(Stored entries)
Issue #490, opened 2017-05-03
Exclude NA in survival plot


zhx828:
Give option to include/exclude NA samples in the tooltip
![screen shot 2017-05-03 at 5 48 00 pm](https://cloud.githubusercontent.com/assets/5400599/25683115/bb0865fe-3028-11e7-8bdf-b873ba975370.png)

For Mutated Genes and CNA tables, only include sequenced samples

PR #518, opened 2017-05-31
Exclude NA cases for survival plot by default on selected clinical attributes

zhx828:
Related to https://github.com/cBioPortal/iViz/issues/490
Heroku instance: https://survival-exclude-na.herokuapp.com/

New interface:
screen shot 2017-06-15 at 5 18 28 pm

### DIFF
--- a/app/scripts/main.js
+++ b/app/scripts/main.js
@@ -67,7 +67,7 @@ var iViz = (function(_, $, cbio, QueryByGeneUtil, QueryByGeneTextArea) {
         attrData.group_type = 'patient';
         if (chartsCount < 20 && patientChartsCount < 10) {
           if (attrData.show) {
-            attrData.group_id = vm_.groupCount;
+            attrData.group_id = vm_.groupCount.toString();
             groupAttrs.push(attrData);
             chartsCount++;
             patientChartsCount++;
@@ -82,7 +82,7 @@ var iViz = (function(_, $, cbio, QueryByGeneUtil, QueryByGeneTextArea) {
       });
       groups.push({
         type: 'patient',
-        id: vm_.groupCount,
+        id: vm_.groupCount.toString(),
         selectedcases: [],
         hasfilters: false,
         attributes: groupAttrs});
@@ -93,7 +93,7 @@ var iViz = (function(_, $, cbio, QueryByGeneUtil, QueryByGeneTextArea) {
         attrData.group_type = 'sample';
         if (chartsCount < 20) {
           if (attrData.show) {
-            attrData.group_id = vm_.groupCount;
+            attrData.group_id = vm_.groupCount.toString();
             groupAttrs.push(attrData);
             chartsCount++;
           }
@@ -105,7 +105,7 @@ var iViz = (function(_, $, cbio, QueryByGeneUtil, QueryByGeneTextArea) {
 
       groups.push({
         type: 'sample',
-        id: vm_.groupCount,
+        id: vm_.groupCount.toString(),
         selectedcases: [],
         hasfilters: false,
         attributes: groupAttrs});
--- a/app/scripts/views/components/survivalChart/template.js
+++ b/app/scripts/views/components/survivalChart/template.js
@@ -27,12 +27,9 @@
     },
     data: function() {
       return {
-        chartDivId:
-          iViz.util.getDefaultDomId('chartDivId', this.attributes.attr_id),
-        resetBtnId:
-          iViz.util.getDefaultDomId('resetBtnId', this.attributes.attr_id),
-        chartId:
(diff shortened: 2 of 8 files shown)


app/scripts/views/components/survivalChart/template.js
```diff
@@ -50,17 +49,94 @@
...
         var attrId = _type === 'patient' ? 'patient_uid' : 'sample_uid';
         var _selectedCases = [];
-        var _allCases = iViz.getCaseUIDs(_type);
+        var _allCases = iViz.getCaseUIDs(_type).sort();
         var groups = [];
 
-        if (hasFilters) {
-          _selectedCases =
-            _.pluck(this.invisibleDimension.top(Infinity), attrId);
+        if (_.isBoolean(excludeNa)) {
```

Exercise objective: What you return must match the data above character for character.

Result of this task:
Issue #490, opened 2017-05-03
Exclude NA in survival plot


zhx828:
Give option to include/exclude NA samples in the tooltip
![screen shot 2017-05-03 at 5 48 00 pm](https://cloud.githubusercontent.com/assets/5400599/25683115/bb0865fe-3028-11e7-8bdf-b873ba975370.png)

For Mutated Genes and CNA tables, only include sequenced samples

PR #518, opened 2017-05-31
Exclude NA cases for survival plot by default on selected clinical attributes

zhx828:
Related to https://github.com/cBioPortal/iViz/issues/490
Heroku instance: https://survival-exclude-na.herokuapp.com/

New interface:
screen shot 2017-06-15 at 5 18 28 pm

### DIFF
--- a/app/scripts/main.js
+++ b/app/scripts/main.js
@@ -67,7 +67,7 @@ var iViz = (function(_, $, cbio, QueryByGeneUtil, QueryByGeneTextArea) {
         attrData.group_type = 'patient';
         if (chartsCount < 20 && patientChartsCount < 10) {
           if (attrData.show) {
-            attrData.group_id = vm_.groupCount;
+            attrData.group_id = vm_.groupCount.toString();
             groupAttrs.push(attrData);
             chartsCount++;
             patientChartsCount++;
@@ -82,7 +82,7 @@ var iViz = (function(_, $, cbio, QueryByGeneUtil, QueryByGeneTextArea) {
       });
       groups.push({
         type: 'patient',
-        id: vm_.groupCount,
+        id: vm_.groupCount.toString(),
         selectedcases: [],
         hasfilters: false,
         attributes: groupAttrs});
@@ -93,7 +93,7 @@ var iViz = (function(_, $, cbio, QueryByGeneUtil, QueryByGeneTextArea) {
         attrData.group_type = 'sample';
         if (chartsCount < 20) {
           if (attrData.show) {
-            attrData.group_id = vm_.groupCount;
+            attrData.group_id = vm_.groupCount.toString();
             groupAttrs.push(attrData);
             chartsCount++;
           }
@@ -105,7 +105,7 @@ var iViz = (function(_, $, cbio, QueryByGeneUtil, QueryByGeneTextArea) {
 
       groups.push({
         type: 'sample',
-        id: vm_.groupCount,
+        id: vm_.groupCount.toString(),
         selectedcases: [],
         hasfilters: false,
         attributes: groupAttrs});
--- a/app/scripts/views/components/survivalChart/template.js
+++ b/app/scripts/views/components/survivalChart/template.js
@@ -27,12 +27,9 @@
     },
     data: function() {
       return {
-        chartDivId:
-          iViz.util.getDefaultDomId('chartDivId', this.attributes.attr_id),
-        resetBtnId:
-          iViz.util.getDefaultDomId('resetBtnId', this.attributes.attr_id),
-        chartId:
(diff shortened: 2 of 8 files shown)


app/scripts/views/components/survivalChart/template.js
```diff
@@ -50,17 +49,94 @@
...
         var attrId = _type === 'patient' ? 'patient_uid' : 'sample_uid';
         var _selectedCases = [];
-        var _allCases = iViz.getCaseUIDs(_type);
+        var _allCases = iViz.getCaseUIDs(_type).sort();
         var groups = [];
 
-        if (hasFilters) {
-          _selectedCases =
-            _.pluck(this.invisibleDimension.top(Infinity), attrId);
+        if (_.isBoolean(excludeNa)) {
```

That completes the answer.